CHICAGO (IL)
Post-Tribune
September 23, 2018
By Becky Jacobs
Daniel Lowery sees the Catholic clergy sex abuse scandal as a grieving process.
There’s denial, anger, bargaining and depression, he said, but the final stage of acceptance is going to be tough for people. Many are not ready for acceptance yet, he said.
“It’s a matter of choice, individually,” Lowery, theology professor at Calumet College of St. Joseph, said.
In light of lists released in recent weeks in northern Indiana of priests “credibly” accused of sexually abusing children, Lowery, Bishop Donald Hying of the Diocese of Gary, and other theology experts spoke of their views about how the church and its members can grapple with this information and work to move forward.

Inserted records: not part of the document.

PR #572, opened 2016-04-21
package sqlite-devel required for CentOS

Maxim-Mazurok:
Added package `sqlite-devel` as a requirement for CentOS, because when I was building sqlitebrowser-3.8.0 from source on my Centos 7, command `cmake .` throwed error: 
```
CMake Error: The following variables are used in this project, but they are set to NOTFOUND.
Please set them or make sure they are set and tested correctly in the CMake files:
LIBSQLITE
    linked by target "sqlitebrowser" in directory /home/maxim/software/sqlitebrowser-3.8.0
```
Installing `sqlite-devel` from `base` repo fixed the problem.

### DIFF
--- a/BUILDING.md
+++ b/BUILDING.md
@@ -49,9 +49,9 @@ Done. :)
 
 ### CentOS / Fedora Linux
 
-**1**. Make sure the `qt-devel`, `ant-antlr`, and `antlr-C++` packages are installed.<br />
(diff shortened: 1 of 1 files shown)


justinclift:
Thanks @Maxim-Mazurok, that's makes good sense. :smile:

Issue #498, opened 2016-01-19
Sql Log Not support Retina In Mac


ios122:
Sql Log Not support Retina In Mac.Any Way, It's  A great 产品!

justinclift:
Thank you for reporting it.  Would you be ok to do a screenshot, to show us? :smile:

ios122:
The area of Log , is blur 
<img width="683" alt="2016-01-19 5 45 00" src="https://cloud.githubusercontent.com/assets/14146896/12415110/b2e29aa0-bed4-11e5-99b6-c8d8e2b88c26.png">
<img width="476" alt="2016-01-19 11 03 03" src="https://cloud.githubusercontent.com/assets/14146896/12415109/b2d1bb72-bed4-11e5-9fd5-e2845e88be24.png">

ios122:
maybe the picture can't reflect it, if somebody don't see the picture in retina

justinclift:
Thank you, that helps.

Yeah, the text does look blurry. :frowning:

Is there any improvement if you use different fonts?

ios122:
苹方-简体中文  my font

nickberry17:
Hello, I seem to have a fix for this issue.

Iit's my first time submitting code to a community project, so if this is the wrong channel, I am sorry.

I use sqlitebrowser in a course at my university, and noticed the problem.  The cause of this issue was the Scintilla Editor output being drawn to a buffer which as it seems was not being scaled correctly. (Source: http://scintilla-interest.narkive.com/Yb4Qbh9h/scintilla-gtk-on-retina-displays)

I managed to fix the issue by setting `bufferedDraw = false` in `EditView.cpp`, in the Scintilla library.  I'm unsure if modifying the bundled library is this is within this project's constraints though.  (The modification to the app.plist file does not affect rendering or buffering within Scintilla).

In my fork, I also made some other changes to the default font size, bumped from 8 to 13 in the editor, and up to 12 in the data view.  Perhaps we could add a menu item for "High DPI mode" or some such so it's not the default for people on machines that lack high dpi support?

The before/after images are at the top of this, including the unit tests, which all passed.  I do hope this can be added, as I've seen a couple of other people reporting this issue.

https://github.com/nickberry17/sqlbrowser_with_Retina_support

Before:
[...]

PR #575, opened 2016-04-26
Disabled bufferedDraw for smooth fonts on Retina and high DPI displays

nickberry17:
A proposed fix for this issue
https://github.com/sqlitebrowser/sqlitebrowser/issues/498#issuecomment-214718575

### DIFF
--- a/libs/qscintilla/src/EditView.cpp
+++ b/libs/qscintilla/src/EditView.cpp
@@ -175,7 +175,7 @@ EditView::EditView() {
 	ldTabstops = NULL;
 	hideSelection = false;
 	drawOverstrikeCaret = true;
-	bufferedDraw = true;
+	bufferedDraw = false;
 	phasesDraw = phasesTwo;
 	lineWidthMaxSeen = 0;
 	additionalCaretsBlink = true;


justinclift:
Yep, that's the perfect way to do it. :smile:

This looks good to me, so I'll merge it now.  The nightly build tomorrow will have the change in it, which would be nifty for you to verify and report back success/failure. :smile:

justinclift:
@MKleusberg You might want to cast your eye over this (one liner), just in case. :wink:

nickberry17:
Can confirm that the nightly build works on OS X with Retina display.  I tested it on a Mac without retina display as well, no negative effects.

screenshot 2016-04-28 09 11 05

justinclift:
Awesome.  Such a simple change, but so much effect.  Well done!

What're your next Pull Request going to be? :grinning:

nickberry17:
😄 yeah, just an easy one liner. The process of finding out what to change gave me a chance to see how qt works, which I've never used before. It was pretty interesting, but not too complicated as the code, to my novice eye, is really clean and well organised (so is this app's).  As for what the future holds, I'm just gonna keep learning and programming, hey? 😀

nickberry17:
But I did notice that my professor always has to make some changes to the font size in class (prefs aren't saved because the machine boots from a master OS image on every reboot) so I was thinking about adding a "Presenter" mode checkbox or something to the preferences pane.  Might be a nifty little project for me to dabble in C++.  I won't make any pull requests until that branch is rock solid though.

justinclift:
Sure, a presenter mode would be a welcome addition.  Get it mostly right, and we can look over the code and possibly make some suggestions, or even make a few test builds for people to try it with. :smile:

justinclift:
Hmmm, second thought.  With that master OS image... er... how about getting the font size changed there, so its "correct" at the source? :wink:

MKleusberg:
One extra suggestion here: if this fix has no side-effects you should think about proposing it to the upstream QScintilla project. Otherwise your change won't be included in versions of DB4S which are compiled against an external QScintilla library (like on Linux distros) or might be overridden when we update the QScintilla source in our repository and forget about this...

justinclift:
Good idea. :smile:

revolter:
@nickberry17, Did you manage to propose the fix to `QScintilla`?

nickberry17:
Regrettably, I have not.  I did research it, and found a commit stating a permanent fix had already been implemented in v2.8.1 that removes the need to disable bufferedDraw, though the compiled version does not seem to behave as such.  I think it should be brought to the maintainer's attention.

PR #582, opened 2016-05-03
Some "cosmetic" tweaks

glawrence:
We might need to discuss my BUILDING.md change but I did want to remove the name Trolltech as that is no longer applicable


justinclift:
Hmmm, not sure about this.  The code still works fine with older Qt (4.6?), which is useful to some people.  Qt4 also has extremely wide distribution, so we probably shouldn't write it off just yet. :wink:

There are packaging pieces in our CMakeLists.txt made for Qt5, but similar can probably be added for Qt4.

The version number change for SQLite seems extremely recent as well.  Any idea if older versions would work? :smile:

glawrence:
Well, I know 3.8.0 uses Qt 5.5.1 and SQLite 3.9.2, however the new Windows compiling instructions give us Qt 5.6.0 and SQLIte 3.12.2. The question I guess is what happens on other platforms. I have no axe to grind here other than removing the name Trolltech.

The Rev. Dale Melczek, who preceded Hying as bishop, did not respond to multiple requests from the Post-Tribune for an interview.
Last month, the Diocese of Gary published a list of 10 former priests found guilty of “credible actions of sexual molestation of minors.”
The Diocese of Fort Wayne-South Bend issued a similar list earlier this month of 17 former priests and one former deacon who were also credibly accused of sexually abusing minors. One of the priests, the Rev. William Gieranowski, served at parishes in East Chicago and Munster in the 1940s and 1950s, according to the diocese.